#### [Task]
All lines from the entries below that contain the string "introduced" should be copied out.

#### [Provided records]
PR #514, opened 2023-10-12
rpmsg: set ept address to incease num when alloc from the bitmap

GUIDINGLI:
rpmsg: set ept address to incease num when alloc from the bitmap

    
    CPU0                                CPU1
    create_ept1:addr1                   create_ept1
    OK                       <======    msg1
    OK                       <======    msg2
    OK                       <======    msg3
                               msg4
                             <======    msg4 on the virtioqueue
    close_ept1                          close_ept1
    
    create_ept2:addr1                   create_ept1
    (same addr with ept1)
                               msg4
    ept2 recv ept1 msg ERROR <======

The msg4 which belong to ep1, error received by ept2.

For the issue, I give a resolve method,
for the rpmsg_get_address(), always return a new increased num.

This should compile with https://github.com/OpenAMP/libmetal/pull/263

### DIFF
--- a/lib/rpmsg/rpmsg.c
+++ b/lib/rpmsg/rpmsg.c
@@ -24,12 +24,12 @@
  *
  * @return A unique address
  */
-static uint32_t rpmsg_get_address(unsigned long *bitmap, int size)
+static uint32_t rpmsg_get_address(unsigned long *bitmap, unsigned int start, int size)
 {
 	unsigned int addr = RPMSG_ADDR_ANY;
 	unsigned int nextbit;
 
-	nextbit = metal_bitmap_next_clear_bit(bitmap, 0, size);
+	nextbit = metal_bitmap_next_clear_bit(bitmap, start, size);
 	if (nextbit < (uint32_t)size) {
 		addr = RPMSG_RESERVED_ADDRESSES + nextbit;
 		metal_bitmap_set_bit(bitmap, nextbit);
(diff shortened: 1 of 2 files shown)


lib/rpmsg/rpmsg.c
```diff
@@ -24,12 +24,12 @@
...
  * @return A unique address
  */
-static uint32_t rpmsg_get_address(unsigned long *bitmap, int size)
+static uint32_t rpmsg_get_address(unsigned long *bitmap, unsigned int start, int size)
 {
 	unsigned int addr = RPMSG_ADDR_ANY;
 	unsigned int nextbit;
 
-	nextbit = metal_bitmap_next_clear_bit(bitmap, 0, size);
+	nextbit = metal_bitmap_loopnext_clear_bit(bitmap, start % size, size);
```
arnopo, line 32: regarding libmetal PR
```c
static inline unsigned int
metal_bitmap_loopnext_clear_bit(unsigned long *bitmap, unsigned int start,
				unsigned int max)
{
	unsigned int bit;

	for (bit = start;
	     bit < max + start && !metal_bitmap_is_bit_clear(bitmap, bit % max);
	     bit++)
		;
	return bit % max;
}
```
Not clear to me why you have to use a new metal function
`metal_bitmap_next_clear_bit(bitmap, start % size, size) `does not work?

arnopo (changes requested):
The issue is well described in the commit message.
Could you also explain in the commit message the solution  implemented?

lib/rpmsg/rpmsg.c
GUIDINGLI: metal_bitmap_next_clear_bit:
find bit from: start ... max

metal_bitmap_loopnext_clear_bit:
find bit from:
start ... max
**0 ... start**


metal_bitmap_loopnext_clear_bit can search back from the 0, when meet the max.

tnmysh: May be we can improve current function as it is?

Such as if start is not 0, then loopback after max.

lib/rpmsg/rpmsg.c
```diff
@@ -24,12 +24,12 @@
...
  * @return A unique address
  */
-static uint32_t rpmsg_get_address(unsigned long *bitmap, int size)
+static uint32_t rpmsg_get_address(unsigned long *bitmap, unsigned int start, int size)
 {
 	unsigned int addr = RPMSG_ADDR_ANY;
 	unsigned int nextbit;
 
-	nextbit = metal_bitmap_next_clear_bit(bitmap, 0, size);
+	nextbit = metal_bitmap_next_clear_bit(bitmap, start % size, size);
```
xiaoxiang781216, line 32: why need %?

xiaoxiang781216 (approved):
LGTM.

arnopo (approved):

tnmysh (approved):

PR #516, opened 2023-10-13
Docs: style doxygen when built as part of OpenAMP docs

wmamills:
Detect when we are a submodule of OpenAMP-docs.
If so use the top level's Doxyfile overrides on top of our Doxyfile. If not, no change.


wmamills:
This is the same support we already have in libmetal

arnopo (approved):
No regression found when I enabe the  `WITH_DOC` option

tammyleino (approved):

PR #522, opened 2023-10-17
remoteproc: clear bitmap when stop/shutdown

CV-Bowen:
remoteproc: clear bitmap in remoteproc_stop()
    
Fix parse res_table failed when repeat start the remoteproc.
If we don't clear the bitmap it will failed in
      handle_vdev_rsc() -> remoteproc_allocate_id()

### DIFF
--- a/lib/remoteproc/remoteproc.c
+++ b/lib/remoteproc/remoteproc.c
@@ -256,6 +256,7 @@ int remoteproc_stop(struct remoteproc *rproc)
 			if (rproc->ops->stop)
 				ret = rproc->ops->stop(rproc);
 			rproc->state = RPROC_STOPPED;
+			rproc->bitmap = 0;
 		} else {
 			ret = 0;
 		}


lib/remoteproc/remoteproc.c
```diff
@@ -283,6 +284,8 @@ int remoteproc_shutdown(struct remoteproc *rproc)
 					rproc->state = RPROC_OFFLINE;
 				}
 			}
+
+			rproc->bitmap = 0;
```
arnopo, line 288: Any reason to do it again here?  It should already be set to 0 in `remoteproc_stop()`, right?

tnmysh: Agree with @arnopo.

edmooring: Is there a reasonable use case where remoteproc_shutdown() is called without then calling remoteproc_stop()?

CV-Bowen: @arnopo @tnmysh @edmooring Hi, yes, in our case, we only call `remoteproc_shutdown()` because `remoteproc_shutdown()` will call the stop too, and if there is no use case where only call `remoteproc_stop()`, I can delete the bitmap clear in `remoteproc_stop()`.

arnopo: seems that the call stack to update the `rproc->bitmap` is 
```
remoteproc_load
  remoteproc_get_rsc_table
    handle_rsc_table
      handle_vdev_rsc
        remoteproc_allocate_id
```
so the bitmap is set on load and should be reset on stop.

CV-Bowen: Got it, Done.

xiaoxiang781216 (approved):

edmooring (approved):
Good to go now.

arnopo (approved):

PR #523, opened 2023-10-17
rpmsg_virtio: fix rpmsg_service memory leak when stop remote

CV-Bowen:
Rpmsg service may malloc memory in the rpmsg bind callback(): rdev->ns_bind_cb() When stop remote, the remote may not send RPMSG_NS_DESTROY message back (baceause the remote may has crashed), so call the unbind callback in rpmsg_deinit_vdev() to aviod potential memroy leak in rpmsg services.

### DIFF
--- a/lib/rpmsg/rpmsg_virtio.c
+++ b/lib/rpmsg/rpmsg_virtio.c
@@ -862,6 +862,8 @@ void rpmsg_deinit_vdev(struct rpmsg_virtio_device *rvdev)
 			node = rdev->endpoints.next;
 			ept = metal_container_of(node, struct rpmsg_endpoint, node);
 			rpmsg_destroy_ept(ept);
+			if (ept->ns_unbind_cb)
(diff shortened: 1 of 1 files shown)


lib/rpmsg/rpmsg_virtio.c
```diff
@@ -862,6 +862,8 @@ void rpmsg_deinit_vdev(struct rpmsg_virtio_device *rvdev)
 			node = rdev->endpoints.next;
 			ept = metal_container_of(node, struct rpmsg_endpoint, node);
 			rpmsg_destroy_ept(ept);
+			if (ept->ns_unbind_cb)
```
xiaoxiang781216, line 865: should we move before line 864

CV-Bowen:
This patch still has some problems to fix. @yintao707 will create a new PR to fix this issue and I will close this PR.

arnopo:
ok, so addressed in https://github.com/OpenAMP/open-amp/pull/525

PR #525, opened 2023-10-17
openamp/rpmsg: fix rpmsg_service memory leak when stop remote

yintao707:
When remote cannot send destroy messages, master cannot call ns_unbind_cb, this will cause the master to be unable to release resources

### DIFF
--- a/lib/rpmsg/rpmsg_virtio.c
+++ b/lib/rpmsg/rpmsg_virtio.c
@@ -862,6 +862,8 @@ void rpmsg_deinit_vdev(struct rpmsg_virtio_device *rvdev)
 			node = rdev->endpoints.next;
 			ept = metal_container_of(node, struct rpmsg_endpoint, node);
 			rpmsg_destroy_ept(ept);
+			if (ept->ns_unbind_cb)
+				ept->ns_unbind_cb(ept);
 		}
 
 		rvdev->rvq = 0;


arnopo:
Seems similar to  https://github.com/OpenAMP/open-amp/pull/508, could you have a look?

tammyleino (approved):

edmooring (approved):
Looks good to go.

yintao707:
> Seems similar to #508, could you have a look?

Thank you for your review,  this has little interaction with #508

arnopo:
> > Seems similar to #508, could you have a look?
> 
> Thank you for your review, this has little interaction with #508

Please could you explain what do you mean by "little interaction" ? 
The `ns_unbind_cb` is used to inform that the other side destroys it endpoint. Using it for the deinit can introduce side effect in the existing code. The ept release introduced in #508 seems more appropriate. Is it an issue to use it?

yintao707:
> > > Seems similar to #508, could you have a look?
> > 
> > 
> > Thank you for your review, this has little interaction with #508
> 
> Please could you explain what do you mean by "little interaction" ? The `ns_unbind_cb` is used to inform that the other side destroys it endpoint. Using it for the deinit can introduce side effect in the existing code. The ept release introduced in #508 seems more appropriate. Is it an issue to use it?

yes, you're right, sorry for my inaccurate expression. But the main reason for this modification is that master cannt received NS_DESTORY message, when remote is powered down or exits abnormally. at that time, master needs to actively call ns_unbind_cb to release resources

xiaoxiang781216:
@arnopo does this change make sense now?

arnopo:
> @arnopo does this change make sense now?

As we go to integrate the `ept->release` ops, look to me that is should also address the need described here. But perhaps I miss something?

arnopo:
could we  close this one as we merge #508?

arnopo:
I close it as no news Please reopen it if needed

PR #524, opened 2023-10-17
openamp: change rx buffer hold flag to count

CV-Bowen:
This commit fix one issue, before this commit, if `rpmsg_hold_rx_buffer()` is called in the endpoint callback to hold current received buffer and call` rpmsg_release_rx_buffer()` to release this buffer immediately.
This buffer will be returned to the virtqueue in `rpmsg_virtio_release_rx_buffer()` and returned to virtqueue again in `rpmsg_virtio_return_buffer()` after the `ept->cb()`.
So same buffer returned to the virtqueue twice, error happened.
Follow shows this process:

```
rpmsg_virtio_rx_callback()
  - get rp_hdr
  - ept->cb(data = RPMSG_LOCATE_DATA(rp_hdr))
    - rpsmg_hold_rx_buffer(data)
    - rpmsg_release_rx_buffer(data) here has returned buffer to virtqueue
  - rpmsg_virtio_return_buffer() return same buffer to virtqueue again
```

The root cause of this issue is that the RPMSG_BUF_HELD has been cleared in `rpmsg_release_rx_buffer()` so `rpmsg_virtio_rx_callback()` will treat this buffer is not HELD and call `rpmsg_virtio_return_buffer()` to return this buffer again.

This commit change the HELD flag in rp_hdr to count to fix this issue and also support hold/release rx buffer recursively.

PR #526, opened 2023-10-18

#### [The answer]
The `ns_unbind_cb` is used to inform that the other side destroys it endpoint. Using it for the deinit can introduce side effect in the existing code. The ept release introduced in #508 seems more appropriate. Is it an issue to use it?
> Please could you explain what do you mean by "little interaction" ? The `ns_unbind_cb` is used to inform that the other side destroys it endpoint. Using it for the deinit can introduce side effect in the existing code. The ept release introduced in #508 seems more appropriate. Is it an issue to use it?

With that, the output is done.